- Instructions for the task: When the word "bcit" shows up in a line of the data below, copy that whole line.

[Saved data entries]
Issue #3520, opened 2015-01-27
[Proposal] Extending the Form Validation


foxlance:
I extended the validation class to support more functionality such as date validity, in and not in, etc. 

Would you look at 

https://github.com/foxlance/CodeIgniter/compare/bcit-ci:develop...develop 

and see if its worth creating a pull request?

Thanks!

narfbg:
At first glance - 'in' might be useful.

The rest can either be done though already existing rules or are prone to bugs and reports about them will surely follow.

I will have to ask you to go straight with a pull request in the future though. If you've already commited code in a fork, it's probably easier to submit it as a PR than to write a description about it in an issue.

PR #3521, opened 2015-01-28
Extending form validation methods

foxlance:
Added support for the following functions:

Between - numeric value should be within a given range
In / Not In - string should be in/not in a list of allowed values
Date - string should be a valid date
Before Date / After Date - date should fall between a given date range

### DIFF
--- a/system/language/english/form_validation_lang.php
+++ b/system/language/english/form_validation_lang.php
@@ -65,4 +65,4 @@ $lang['form_validation_less_than_equal_to']	= 'The {field} field must contain a 
 $lang['form_validation_greater_than']		= 'The {field} field must contain a number greater than {param}.';
 $lang['form_validation_greater_than_equal_to']	= 'The {field} field must contain a number greater than or equal to {param}.';
 $lang['form_validation_error_message_not_set']	= 'Unable to access an error message corresponding to your field name {field}.';
-$lang['form_validation_in']		= 'The {field} field must be one of: {param}.';
+$lang['form_validation_in_list']		= 'The {field} field must be one of: {param}.';
--- a/system/libraries/Form_validation.php
+++ b/system/libraries/Form_validation.php
@@ -1455,7 +1455,7 @@ class CI_Form_validation {
 	 * @param	array
 	 * @return	bool
 	 */
-	public function in($value, $list)
+	public function in_list($value, $list)
 	{
 		return in_array($value, explode(',', $list), TRUE);
 	}
--- a/user_guide_src/source/changelog.rst
+++ b/user_guide_src/source/changelog.rst
@@ -350,10 +350,10 @@ Release Date: Not Released
       -  Removed method ``is_numeric()`` as it exists as a native PHP function and ``_execute()`` will find and use that (the **is_numeric** rule itself is deprecated since 1.6.1).
       -  Native PHP functions used as rules can now accept an additional parameter, other than the data itself.
       -  Updated method ``set_rules()`` to accept an array of rules as well as a string.
-      -  Added support for ``in`` method that test if a given value is within a given list.
       -  Fields that have empty rules set no longer run through validation (and therefore are not considered erroneous).
       -  Added rule **differs** to check if the value of a field differs from the value of another field.
       -  Added rule **valid_url**.
+      -  Added rule **in_list** to check if the value of a field is within a given list.
       -  Added support for named parameters in error messages.
       -  :doc:`Language <libraries/language>` line keys must now be prefixed with **form_validation_**.
       -  Added rule **alpha_numeric_spaces**.
--- a/user_guide_src/source/libraries/form_validation.rst
+++ b/user_guide_src/source/libraries/form_validation.rst
@@ -961,7 +961,7 @@ Rule                      Parameter  Description                                
                                      not numeric.
 **less_than_equal_to**    Yes        Returns FALSE if the form element is greater than the parameter value,                        less_than_equal_to[8]
                                      or not numeric.
-**in**                    Yes        Returns FALSE if the form element is not within a predetermined list.                         in[red,blue,green]
+**in_list**               Yes        Returns FALSE if the form element is not within a predetermined list.                         in_list[red,blue,green]
 **alpha**                 No         Returns FALSE if the form element contains anything other than alphabetical characters.
 **alpha_numeric**         No         Returns FALSE if the form element contains anything other than alpha-numeric characters.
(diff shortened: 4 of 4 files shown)


narfbg:
I believe I told you in #3520 that only the 'in' rule may be useful ... This PR also has conflicts with our current code.

foxlance:
I understand. I'm fine with only the 'in' rule making it. I'll close this request and create a new one instead? (or is there s better way of deleting those other commits from here?)

narfbg:
You don't have to submit a new pull request, but you do have to sync your code with changes in the origin repository ... otherwise it's not mergeable.

You'll also have to add a changelog entry and I'll leave some inline comments on the code.

system/libraries/Form_validation.php
```diff
@@ -1438,6 +1438,22 @@ public function less_than_equal_to($str, $max)
...
 	/**
+	 * Value should be within an array of values
+	 *
+	 * @param	string
+	 * @param	array
+	 * @return	bool
+	 */
+	public function in($value, $list)
+	{
+		$list = array_map('trim', explode(',', (string) $list));
```
narfbg: This is completely unnecessary, and both of the casts too ... the whole method can be reduced to:

    public function in($value, $list)
    {
        return in_array($value, explode(',', $list), TRUE);
    }

system/language/english/form_validation_lang.php
```diff
@@ -53,6 +53,7 @@
 $lang['form_validation_less_than_equal_to']	= 'The {field} field must contain a number less than or equal to {param}.';
 $lang['form_validation_greater_than']		= 'The {field} field must contain a number greater than {param}.';
 $lang['form_validation_greater_than_equal_to']	= 'The {field} field must contain a number greater than or equal to {param}.';
+$lang['form_validation_in']		= 'The {field} field must be within a predetermined list: {param}.';
```
narfbg: A more friendly message:

    The {field} field must be one of: {param}

system/libraries/Form_validation.php
foxlance: True, however, if the developer accidentally coded something like

```php
$this->form_validation->set_rules('color', 'Color', 'in[red, blue]');
```
the space will be taken into account, and the code will fail. I thought running trim would help a bit. What do you think?

system/language/english/form_validation_lang.php
foxlance: Got this.

system/libraries/Form_validation.php
narfbg: I think it *should* fail.

foxlance:
This should cover all the necessary changes.

user_guide_src/source/changelog.rst
```diff
@@ -350,6 +350,7 @@ Release Date: Not Released
       -  Removed method ``is_numeric()`` as it exists as a native PHP function and ``_execute()`` will find and use that (the **is_numeric** rule itself is deprecated since 1.6.1).
       -  Native PHP functions used as rules can now accept an additional parameter, other than the data itself.
       -  Updated method ``set_rules()`` to accept an array of rules as well as a string.
+      -  Added support for ``in`` method that test if a given value is within a given list.
```
narfbg: See 2 lines below how other new rules have been noted.

On another note however, might be better to change the rule's name - in_array or in_list?

ivantcholakov:
Perhaps @jim-parry should check the language line whether it sounds well in English.

narfbg:
@ivantcholakov 

If you don't think my English is good enough to handle that on my own, you should've said that years ago. Don't take this the wrong way, but doing it now makes me think that you're just looking for an excuse to say something, anything ... you don't have to leave a comment on every single issue.

ivantcholakov:
@narbg

I am sorry for making such an impression, yet, maybe it would be useful for you to have a look at this: https://github.com/bcit-ci/codeigniter3-translations/pull/134#issuecomment-70388488

Razican:
If you think some language strings could be improved, you can do a pull request. Personal issues do not fit in an open source project.

narfbg:
@ivantcholakov So ping me from the relevant repo/issue/whatever if necessary, don't hijack other threads ...

@Razican There's no personal issue. There's an off-topic issue and you just contributed to it.

I value both of you guys for your contributions and enthusiasm about the project, but you're too chatty at times. Let's keep it on-topic now, shall we?

@foxlance Sorry about that distraction.

Can you rename the rule to 'in_list' and alter the changelog message in a manner similar to the one for 'differs'?

foxlance:
@narfbg I believe this should suffice

system/libraries/Form_validation.php
```diff
@@ -1449,6 +1449,20 @@ public function less_than_equal_to($str, $max)
 	// --------------------------------------------------------------------
 
 	/**
+	 * Value should be within an array of values
+	 *
+	 * @param	string
+	 * @param	array
```
sergeyklay:
```php
* @param	string|array
```

system/libraries/Form_validation.php
```diff
@@ -1449,6 +1449,20 @@ public function less_than_equal_to($str, $max)
...
+	 * @return	bool
+	 */
+	public function in_list($value, $list)
+	{
+		return in_array($value, explode(',', $list), TRUE);
+	}
```
sergeyklay: Or:

```php
public function in_list($value, $list)
{
    if (is_string($list)) {
        $list = explode(',', $list);
    }
    return in_array($value, $list, TRUE);
}
```

sergeyklay:
```sh
$ php -r 'var_dump(in_array(0, ["a", "b", "c", "d"]));';
bool(true)

$ php --version
PHP 5.4.35-0+deb7u2 (cli) (built: Nov 19 2014 07:56:24) 
Copyright (c) 1997-2014 The PHP Group
Zend Engine v2.4.0, Copyright (c) 1998-2014 Zend Technologies

```

narfbg: 1st comment reply: FV rules are only strings.
2nd comment reply: ... which is why TRUE is passed as the third parameter, which you haven't done.

system/libraries/Form_validation.php
narfbg: Should be only string actually.

system/libraries/Form_validation.php
sergeyklay: :+1:

system/libraries/Form_validation.php
sergeyklay: but in doc array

- Response area:
https://github.com/foxlance/CodeIgniter/compare/bcit-ci:develop...develop 
I am sorry for making such an impression, yet, maybe it would be useful for you to have a look at this: https://github.com/bcit-ci/codeigniter3-translations/pull/134#issuecomment-70388488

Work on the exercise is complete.